◆ The records:
PR #729, opened 2021-04-23
Add new collection attributes

JonnyWong16:
## Description

Add new collection attributes related to smart collections. Actual support for creating smart collections to come later.

Seasons, episodes, and tracks can also be added to collections now.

◆ Activity: Copy out only the lines running from the beginning of the data to the line with "Add new collection attributes related", both ends included.

◆ Answer:
PR #729, opened 2021-04-23
Add new collection attributes

JonnyWong16:
## Description

Add new collection attributes related to smart collections. Actual support for creating smart collections to come later.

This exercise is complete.